23.3 Each Party will use all reasonable efforts to identify vulnerabilities, threats or risks linked to the Services provided by it hereunder at any time during the term of the agreement. Each Party shall advise the other Party in case of security related flaws.

23.4 The Parties shall advise each other immediately on becoming aware of any security breach, potential security breach or any suspected misuse that may affect the Services hereunder.

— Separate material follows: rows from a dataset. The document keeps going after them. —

PR #18407, opened 2024-10-16
Fix xla-mlir failures on Windows

mraunak:
This PR aims to enable the XLA/mlir/tool test cases on the Windows Platform.

Error:
//xla/mlir/tools/mlir_bisect/... tests were failing on the Windows platform with the errors shown below:

Errors
Error 1.Error with llvm::seq
no matching function for call to 'seq'
for (auto i : llvm::seq(0ul, sizeof...(T))) {
Solution: change to llvm::seq(0, sizeof...(T))
By explicitly specifying the type (unsigned long) in llvm::seq, the compiler now clearly understands the type of the sequence.

Error 2. Missing dlfcn.h:
Location: xla/mlir/tools/mlir_interpreter/dialects/func.cc
fatal error: 'dlfcn.h' file not found
Solution: include 'windows.h' for Windows platform
Error 3.
Use of Undeclared Identifiers sym and RTLD_DEFAULT:
Location: xla/mlir/tools/mlir_interpreter/dialects/func.cc
use of undeclared identifier 'sym'
sym = dlsym(RTLD_DEFAULT, callee.getSymName().str().c_str());
^
use of undeclared identifier 'RTLD_DEFAULT'
Solution:
On Windows, the approach to obtaining a symbol's address differs from Unix-based systems.
GetModuleHandle function retrieves a handle to the specified module (DLL) that is loaded in the address space of the calling process. This handle is necessary to access the module's symbols.
GetProcAddress function locates the address of an exported function or variable by name.

### DIFF
--- a/xla/mlir/tools/mlir_interpreter/dialects/BUILD
+++ b/xla/mlir/tools/mlir_interpreter/dialects/BUILD
@@ -22,8 +22,8 @@ cc_library(
         ],
         exclude = ["util.cc"],
     ),
+    hdrs= ["symbol_finder.h"],
     deps = [
-        ":find_symbol",
         ":dialect_utils",
         "//xla/mlir/tools/mlir_interpreter/framework",
         "//xla/mlir_hlo",
@@ -65,15 +65,15 @@ cc_library(
 )
 
 cc_library(
-  name = "find_symbol_posix",
-  srcs = ["symbol_finder_windows.cc"],
+  name = "find_symbol_linux",
+  srcs = ["symbol_finder_linux.cc"],
   deps = ["@com_google_absl//absl/status:statusor"],
   tags = ["manual"]
 )
 
 cc_library(
   name = "find_symbol_windows",
-  srcs = ["symbol_finder_linux.cc"],
+  srcs = ["symbol_finder_windows.cc"],
   deps = ["@com_google_absl//absl/status:statusor"],
   tags = ["manual"]
 )
@@ -81,6 +81,6 @@ cc_library(
 cc_library(
   name = "find_symbol",
   hdrs = ["symbol_finder.h"],
-  deps = if_windows([":find_symbol_windows"], [":find_symbol_posix"])
+  deps = if_windows([":find_symbol_windows"], [":find_symbol_linux"])
 )
 
--- a/xla/mlir/tools/mlir_interpreter/dialects/BUILD
+++ b/xla/mlir/tools/mlir_interpreter/dialects/BUILD
@@ -21,6 +21,7 @@ cc_library(
         ],
         exclude = ["util.cc"],
     ),
+    hdrs=["symbol_finder.h"],
     deps = [
         ":dialect_utils",
         "//xla/mlir/tools/mlir_interpreter/framework",
--- a/xla/mlir/tools/mlir_interpreter/dialects/BUILD
+++ b/xla/mlir/tools/mlir_interpreter/dialects/BUILD
@@ -76,31 +76,25 @@ cc_library(
 )
 
 cc_library(
-    name = "symbol_finder_header",
-    hdrs = ["symbol_finder.h"],
-)
-
-cc_library(
     name = "symbol_finder_linux",
-    srcs = ["symbol_finder_linux.cc"],
+    srcs = ["symbol_finder.h","symbol_finder_linux.cc"],
     deps = [
-        "@com_google_absl//absl/status:statusor",
-        ":symbol_finder_header",
+        "@com_google_absl//absl/status:statusor"
     ],
     tags = ["manual"],
 )
 
 cc_library(
     name = "symbol_finder_windows",
-    srcs = ["symbol_finder_windows.cc"],
+    srcs = ["symbol_finder.h","symbol_finder_windows.cc"],
     deps = [
         "@com_google_absl//absl/status:statusor",
-        ":symbol_finder_header",
     ],
     tags = ["manual"],
 )
 
 cc_library(
     name = "find_symbol",
+    hdrs = ["symbol_finder.h"],
     deps = if_windows([":symbol_finder_windows"], [":symbol_finder_linux"]),
 )
--- a/xla/mlir/tools/mlir_interpreter/dialects/BUILD
+++ b/xla/mlir/tools/mlir_interpreter/dialects/BUILD
@@ -1,4 +1,5 @@
 load("@tsl//tsl/platform:rules_cc.bzl", "cc_library")
+load("//xla/tsl:tsl.bzl", "if_windows")
 
 package(
     # copybara:uncomment default_applicable_licenses = ["//tensorflow:license"],
@@ -21,8 +22,8 @@ cc_library(
         ],
         exclude = ["util.cc"],
     ),
-    hdrs=["symbol_finder.h"],
     deps = [
+        ":find_symbol",
         ":dialect_utils",
         "//xla/mlir/tools/mlir_interpreter/framework",
         "//xla/mlir_hlo",
@@ -62,3 +63,24 @@ cc_library(
         "@llvm-project//mlir:ViewLikeInterface",
     ],
 )
+
+cc_library(
+  name = "find_symbol_posix",
+  srcs = ["symbol_finder_windows.cc"],
+  deps = ["@com_google_absl//absl/status:statusor"],
+  tags = ["manual"]
+)
+
+cc_library(
+  name = "find_symbol_windows",
+  srcs = ["symbol_finder_linux.cc"],
+  deps = ["@com_google_absl//absl/status:statusor"],
+  tags = ["manual"]
+)
+
+cc_library(
+  name = "find_symbol",
+  hdrs = ["symbol_finder.h"],
+  deps = if_windows([":find_symbol_windows"], [":find_symbol_posix"])
+)
+
--- a/xla/mlir/tools/mlir_interpreter/dialects/BUILD
+++ b/xla/mlir/tools/mlir_interpreter/dialects/BUILD
@@ -64,7 +64,6 @@ cc_library(
     ],
 )
 
-# New target for the header file
 cc_library(
     name = "symbol_finder_header",
     hdrs = ["symbol_finder.h"],
@@ -75,7 +74,7 @@ cc_library(
     srcs = ["symbol_finder_linux.cc"],
     deps = [
         "@com_google_absl//absl/status:statusor",
-        ":symbol_finder_header",  # Depend on the header-only target
+        ":symbol_finder_header", 
     ],
     tags = ["manual"]
 )
@@ -85,7 +84,7 @@ cc_library(
     srcs = ["symbol_finder_windows.cc"],
     deps = [
         "@com_google_absl//absl/status:statusor",
-        ":symbol_finder_header",  # Depend on the header-only target
+        ":symbol_finder_header", 
     ],
     tags = ["manual"]
 )
@@ -94,4 +93,3 @@ cc_library(
     name = "find_symbol",
     deps = if_windows([":symbol_finder_windows"], [":symbol_finder_linux"])
 )
-
--- a/xla/mlir/tools/mlir_interpreter/dialects/BUILD
+++ b/xla/mlir/tools/mlir_interpreter/dialects/BUILD
@@ -74,9 +74,9 @@ cc_library(
     srcs = ["symbol_finder_linux.cc"],
     deps = [
         "@com_google_absl//absl/status:statusor",
-        ":symbol_finder_header", 
+        ":symbol_finder_header",
     ],
-    tags = ["manual"]
+    tags = ["manual"],
 )
 
 cc_library(
@@ -84,12 +84,12 @@ cc_library(
     srcs = ["symbol_finder_windows.cc"],
     deps = [
         "@com_google_absl//absl/status:statusor",
-        ":symbol_finder_header", 
+        ":symbol_finder_header",
     ],
-    tags = ["manual"]
+    tags = ["manual"],
 )
 
 cc_library(
     name = "find_symbol",
-    deps = if_windows([":symbol_finder_windows"], [":symbol_finder_linux"])
+    deps = if_windows([":symbol_finder_windows"], [":symbol_finder_linux"]),
 )
--- a/xla/mlir/tools/mlir_interpreter/dialects/BUILD
+++ b/xla/mlir/tools/mlir_interpreter/dialects/BUILD
@@ -22,8 +22,8 @@ cc_library(
         ],
         exclude = ["util.cc"],
     ),
-    hdrs= ["symbol_finder.h"],
     deps = [
+        ":find_symbol",
         ":dialect_utils",
         "//xla/mlir/tools/mlir_interpreter/framework",
         "//xla/mlir_hlo",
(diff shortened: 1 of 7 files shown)


xla/mlir/tools/mlir_interpreter/dialects/comparators.h
```diff
@@ -43,14 +44,21 @@ struct FloatCompare : CwiseAll {
...
+  // Handling complex types
   template <typename T>
   static bool isnan(std::complex<T> a) {
     return std::isnan(std::real(a)) || std::isnan(std::imag(a));
   }
+  // Template for isnan (Floating numbers)
+  template <typename T>
+  static bool isnan(std::is_floating_point<T> a) {
+    return std::isnan(a);
+  }
```
beckerhe, line 61: What motivates this change?

beckerhe, line 61: I don't see how this should work. `std::is_floating_point<T>` is not a placeholder for any floating point type.

(https://gcc.godbolt.org/z/Ej86a8jKK)

xla/mlir/tools/mlir_interpreter/dialects/func.cc
```diff
@@ -95,12 +99,31 @@ llvm::SmallVector<InterpreterValue> Call(MutableArrayRef<InterpreterValue> args,
...
+          state.AddFailure("Callee not found");
+          return {};
+      }
+  }
+  else {
+       state.AddFailure("Failed to get module handle");
+       return {};
+  }
+  #else
+  sym = dlsym(RTLD_DEFAULT, callee.getSymName().str().c_str());
```
beckerhe, line 121: Can you refactor this logic into a separate function? Maybe something like `absl::StatusOr<void*> FindSymbolInProcess(const std::string& symbol_name)` and then split the logic into a separate files for Windows and Posix?

I imagine build rules like this:

```
cc_library(
  name = "find_symbol_posix",
  srcs = ["find_symbol_posix.cc"],
  deps = ["//third_party/absl/status:statusor"]
  tags = ["manual"]
)

cc_library(
  name = "find_symbol_windows",
  srcs = ["find_symbol_windows.cc"],
  deps = ["//third_party/absl/status:statusor"]
  tags = ["manual"]
)

cc_library(
  name = "find_symbol",
  hdrs = ["find_symbol.h"],
  deps = if_windows([":find_symbol_windows"], [":find_symbol_posix"])
)
```

beckerhe (commented):
Thank you for your contribution. I've left some comments in the code.

xla/mlir/tools/mlir_interpreter/dialects/comparators.h
mraunak: Hi @beckerhe xla-mlir tests(//xla/mlir/tools/mlir_interpreter/dialects/tests/...) are failing on the Windows with the error below. The detailed error log is atta
[xla-mlir-failure.txt](https://github.com/user-attachments/files/17455936/xla-mlir-failure.txt)
ched
C:\Program Files (x86)\Windows Kits\10\include\10.0.22621.0\ucrt\corecrt_math.h(419,16): error: call to 'fpclassify' is ambiguous
  419 |         return fpclassify(_X) == FP_NAN;
      |                ^~~~~~~~~~
.\xla/mlir/tools/mlir_interpreter/dialects/comparators.h(48,17): note: in instantiation of function template specialization 'isnan<signed char>' requested here
   48 |     return std::isnan(a);
      |                 ^
.\xla/mlir/tools/mlir_interpreter/dialects/comparators.h(34,9): note: in instantiation of function template specialization 'mlir::interpreter::FloatCompare<0, true, false>::isnan<signed char>' requested here
   34 |     if (isnan(a) || isnan(b)) return nan_result;
      |         ^
.\xla/mlir/tools/mlir_interpreter/framework/interpreter_value_util.h(114,19): note: in instantiation of function template specialization 'mlir::interpreter::FloatCompare<0, true, false>::Apply<signed char>' requested here
  114 |       return {Fn::Apply(t, std::get<T>(rhs.storage))};
      |                   ^

beckerhe: Thank you for the full error message. I believe you're hitting a bug in MSVC.

According to the release notes (https://learn.microsoft.com/en-us/visualstudio/releases/2022/release-notes) it has been fixed in version 17.11 of Visual Studio 2022. (`Missing integral types overload for cmath functions` in top bug fixes)

Is it feasible for you to update MSVC?

If not we can certainly change the code, but I'm reluctant since the code is actually correct in its current form.

mraunak: Hi @beckerhe, yes, I tested on my end, 17.11 works well. Thank you. I will make the suggested changes asap.

mraunak:
Hi @beckerhe, please review the PR and let me know if any further change is required.

beckerhe:
> Hi @beckerhe, please review the PR and let me know if any further change is required.

Looks good in general, but you're still missing the build rules. (See my comment https://github.com/openxla/xla/pull/18407#discussion_r1805956206_ from above for a template).

mraunak:
Hi @beckerhe , I am made changes as per the template, please review

xla/mlir/tools/mlir_interpreter/dialects/BUILD
```diff
@@ -61,3 +63,24 @@ cc_library(
         "@llvm-project//mlir:ViewLikeInterface",
     ],
 )
+
+cc_library(
+  name = "find_symbol_posix",
```
beckerhe, line 68: Can you adjust the names of the targets so that it matches the file names?

Also the windows and linux target will also need to have the header file listed in the `srcs` (!) attribute.

xla/mlir/tools/mlir_interpreter/dialects/func.cc
```diff
@@ -13,7 +13,8 @@ See the License for the specific language governing permissions and
 limitations under the License.
 ==============================================================================*/
 
-#include <dlfcn.h>
+#include "symbol_finder.h"
```
beckerhe, line 16: This include needs to be relative to the repository root, meaning it should start with `xla/mlir/tools/...`

xla/mlir/tools/mlir_interpreter/dialects/func.cc
```diff
@@ -95,12 +96,14 @@ llvm::SmallVector<InterpreterValue> Call(MutableArrayRef<InterpreterValue> args,
...
-    state.AddFailure("callee not found");
+  
+  // Use the new FindSymbolInProcess function
+  absl::StatusOr<void*> symbol_status = FindSymbolInProcess(callee.getSymName().str());
+  if (!symbol_status.ok()) {
+     state.AddFailure(symbol_status.status().message());
     return {};
-  }
+    }
+    void* sym = *symbol_status;  // Retrieve the symbol pointer
```
beckerhe, line 106: This looks not formatted. Can you run clang-format?

beckerhe (commented):
Hey, I added some comments.

On a related note: I don't think it compiles in the current state. Would be great if you could fix the compile errors first. The compiler is a lot better in giving you timely feedback than I am.

mraunak:
Hi @beckerhe, I will fix it asap, I'm surprised it passed on both Linux and Windows on my end.

beckerhe:
> Hi @beckerhe, I will fix it asap, I'm surprised it passed on both Linux and Windows on my end.

Oh, that's interesting. Maybe this is because Bazel is not doing sandboxing by default. Anyway, thanks for checking. It would still be great if you made the changes I mentioned in the comments, because it wouldn't compile in our internal CI.

mraunak:
I have made the changes, please review, I am not sure why AMD ROCm is failing, the tests failing in the above log is not related to my changes

xla/mlir/tools/mlir_interpreter/dialects/BUILD
```diff
@@ -21,6 +22,7 @@ cc_library(
         ],
         exclude = ["util.cc"],
     ),
+    hdrs= ["symbol_finder.h"],
```
beckerhe, line 25: This shouldn't be here. The `dialects` target should rather depend on `:find_symbol`

xla/mlir/tools/mlir_interpreter/dialects/BUILD
```diff
@@ -61,3 +63,24 @@ cc_library(
         "@llvm-project//mlir:ViewLikeInterface",
     ],
 )
+
+cc_library(
+  name = "find_symbol_linux",
+  srcs = ["symbol_finder_linux.cc"],
```
beckerhe, line 69: Can you still align the names of the target and the .cc file? For example by renaming the target to `symbol_finder_linux`?

xla/mlir/tools/mlir_interpreter/dialects/BUILD
```diff
@@ -61,3 +63,24 @@ cc_library(
...
+  deps = ["@com_google_absl//absl/status:statusor"],
+  tags = ["manual"]
+)
+
+cc_library(
+  name = "find_symbol_windows",
```
beckerhe, line 75: Same here. Can you rename the target to `symbol_finder_windows`?

xla/mlir/tools/mlir_interpreter/dialects/symbol_finder_linux.cc
```diff
@@ -0,0 +1,19 @@
+/* This code defines a POSIX-compatible function, FindSymbolInProcess, 
+   which uses dlsym to locate a function or variable symbol (symbol_name) in the current process;
+   it returns the symbol's address if found or an error if not */
+   
+#ifndef _WIN32
```
beckerhe, line 5: Can you remove this `#ifndef _WIN32`? The whole file is Linux-only code and this is not needed.

xla/mlir/tools/mlir_interpreter/dialects/symbol_finder_windows.cc
```diff
@@ -0,0 +1,23 @@
+/* Implemented Function FindSymbolInProcess locate a function or variable
+ symbol in the current process's address space */
+
+#ifdef _WIN32
```
beckerhe, line 4: Same here. Can you remove the ifdef?

xla/mlir/tools/mlir_interpreter/dialects/symbol_finder_linux.cc
mraunak: if I remove ifndef _WIN32, I get the following errors
xla/mlir/tools/mlir_interpreter/dialects/symbol_finder_linux.cc(7,10): fatal error: 'dlfcn.h' file not found
    7 | #include <dlfcn.h>
      |          ^~~~~~~~~
      
      xla/mlir/tools/mlir_interpreter/dialects/symbol_finder_linux.cc(14,21): error: use of undeclared identifier 'RTLD_DEFAULT'
   14 |   void* sym = dlsym(RTLD_DEFAULT, symbol_name.c_str());
      |                     ^

xla/mlir/tools/mlir_interpreter/dialects/symbol_finder_windows.cc
mraunak: Fails on Linux on my end with an error
xla/mlir/tools/mlir_interpreter/dialects/symbol_finder_windows.cc:5:10: fatal error: windows.h: No such file or directory
    5 | #include <windows.h>
      |          ^~~~~~~~~~~
compilation terminated.

xla/mlir/tools/mlir_interpreter/dialects/BUILD
```diff
@@ -61,3 +63,33 @@ cc_library(
         "@llvm-project//mlir:ViewLikeInterface",
     ],
 )
+
+cc_library(
+    name = "symbol_finder_header",
+    hdrs = ["symbol_finder.h"],
+)
```
beckerhe, line 70: We try not to have these header targets that don't work without an implementation.

Can you do the following instead:

1. Remove this target
2. Add the header file name to all 3(!) cc_library targets below.
3. For `symbol_finder_linux` you add it into `srcs` instead of `hdrs`
4. For `symbol_finder_windows` you do the same - you add it into `srcs` instead of `hdrs`
5. In `find_symbol` you should add just as a normal headers in `hdrs`.

xla/mlir/tools/mlir_interpreter/dialects/symbol_finder_linux.cc
beckerhe: What is your exact bazel test command?

This is supposed to work the following way:

1. Both `symbol_finder_linux` and `symbol_finder_windows` are tagged `manual`. That means they are not getting built by a wildcard build like `bazel build //xla/...`.
2. They are only getting built when you either specify the target explicitly on the command line (i.e. `bazel build //xla/mlir/tools/mlir_interpreter/dialects:symbol_finder_windows`) or when some other target depends on it.
3. `:symbol_finder` should always depend on the right implementation target, so there should be no error coming from there.

beckerhe (commented):
Sorry for the delay. I was out sick the last few days.

mraunak:
Command used:
bazel ^
    --output_user_root=d:\ ^
    --windows_enable_symlinks ^
     test ^
    --nodistinct_host_configuration ^
    --enable_runfiles ^
    --dynamic_mode=off ^
    -k ^
    --config=xla ^
    --config=nonccl ^
    --config=short_logs ^
    --build_tag_filters=-oss_excluded,-no_windows,-oss_serial,-gpu,-no_oss,-requires-gpu-nvidia,-requires-gpu-amd^
    --test_tag_filters=-oss_excluded,-oss_serial,-no_oss,-no_windows,-gpu,-requires-gpu-nvidia,-requires-gpu-amd ^
    --announce_rc ^
    --repo_env=TF_PYTHON_VERSION=3.11 ^
    --config=win_clang_xla ^
    --build_tests_only ^
    --config=monolithic ^
    --test_timeout="300,450,1200,3600" ^
    --copt=/d2ReducedOptimizeHugeFunctions ^
    --host_copt=/d2ReducedOptimizeHugeFunctions ^
    -- //xla/mlir/tools/mlir_interpreter/dialects/tests/...

xla/mlir/tools/mlir_interpreter/dialects/symbol_finder_linux.cc
beckerhe: > If I remove ifndef _WIN32, I get the following errors while running the bazel test on Windows
> 
> xla/mlir/tools/mlir_interpreter/dialects/symbol_finder_linux.cc(7,10): fatal error: 'dlfcn.h' file not found 7 | #include <dlfcn.h> | ^~~~~~~~~
> 
> ```
>   xla/mlir/tools/mlir_interpreter/dialects/symbol_finder_linux.cc(14,21): error: use of undeclared identifier 'RTLD_DEFAULT'
> ```
> 
> 14 | void* sym = dlsym(RTLD_DEFAULT, symbol_name.c_str()); | ^

Oh I see why this is not working. There is a `glob(*)` in the `:dialects` target.

Can you remove the glob there and list all the files explicitly? Then you should be able to remove the ifdefs.

xla/mlir/tools/mlir_interpreter/dialects/symbol_finder.h
```diff
@@ -0,0 +1,11 @@
+/* This header file declares the FindSymbolInProcess function, which takes a symbol name as 
+input and returns either the symbol's address or an error status, encapsulated in absl::StatusOr<void*> */
+
+#ifndef SYMBOL_FINDER_H_
+#define SYMBOL_FINDER_H_
+
+#include <string>
+#include "absl/status/statusor.h"
+
+absl::StatusOr<void*> FindSymbolInProcess(const std::string& symbol_name);
```
beckerhe, line 10: Can you put this function into the the `mlir::interpreter` namespace?

xla/mlir/tools/mlir_interpreter/dialects/symbol_finder.h
```diff
@@ -0,0 +1,11 @@
+/* This header file declares the FindSymbolInProcess function, which takes a symbol name as 
+input and returns either the symbol's address or an error status, encapsulated in absl::StatusOr<void*> */
+
+#ifndef SYMBOL_FINDER_H_
```
beckerhe, line 4: Can you follow our style for header guards here? I think this should be name `XLA_MLIR_TOOLS_MLIR_INTERPRETER_DIALECTS_SYMBOL_FINDER_H_`

mraunak:
Hi @beckerhe, please review the changes.

xla/mlir/tools/mlir_interpreter/dialects/BUILD
beckerhe: Hey, I think this is still missing. If it is unclear what to do , let me know.

mraunak: Sorry, I missed it. Please review the changes made

beckerhe (approved):
Cool. Thanks. Looks good to me.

23.5 The Parties shall collaborate in order to eliminate any kind of security incident.

24. GENERAL PROVISIONS

24.1 Authority to Contract. Each Party warrants and undertakes to the other that: (a) it has all necessary, power and authority to enter into, and perform its obligations under the Contract; (b) it has taken all corporate and other action necessary to approve the execution, delivery and performance of the Contract; (c) once duly executed, the Contract will constitute legal, valid and binding obligations on it; and (d) entering into the Contract or performing the Contract will not cause that party to be in breach of any other contract to which it is a party or any statutory or other legal requirement.

24.2 Assignment. CUKR may at any time transfer or assign any or all of its rights, obligations, benefit or interest under this Contract.

24.3 Severability. The provisions of this Contract are enforceable independently of each of the others and if a provision of this Contract is, or becomes, illegal, invalid, void or deemed unenforceable by any court of competent jurisdiction, it shall not affect the legality, validity or enforceability of any other provisions of this Contract. If any of these provisions is so held to be illegal, void, invalid or unenforceable but would be legal, valid or enforceable if some part of the provision were deleted, the provision in question will apply with such modification as may be necessary to make it legal, valid or enforceable.

24.4 Variations. This Contract may be varied from time to time providing that both parties agree to the variations in writing.

24.5 Waiver. Failure or delay by either party to enforce any provision of this Contract shall not be deemed a waiver of future enforcement of that or any other provision, unless agreed in writing by the relevant party.

24.6 Third party rights. A person who is not a party to the Contract has no right under the applicable law to enforce or to enjoy the benefit of any term of the Contract.

24.7 Independent Contractors. Under the Contract, both parties are independent contractors which maintain complete control over their own personnel and operations. Neither Party will become a partner, agent, fiduciary or legal representative of the other.

24.8 Entire Contract. Where this Contract applies, it constitutes the entire agreement between the parties with respect to the subject matter hereof and supersedes and replaces any prior condition, warranty, representation, statement, agreement, undertaking, indemnity (whether negligently or innocently) imposed, given or made by a party, whether written, oral or implied and may only be amended in writing and signed by both parties.

24.9 Governing Law and Jurisdiction. The Contract shall be governed by the laws of Korea and each party submits to the non-exclusive jurisdiction of the competent courts of Seoul.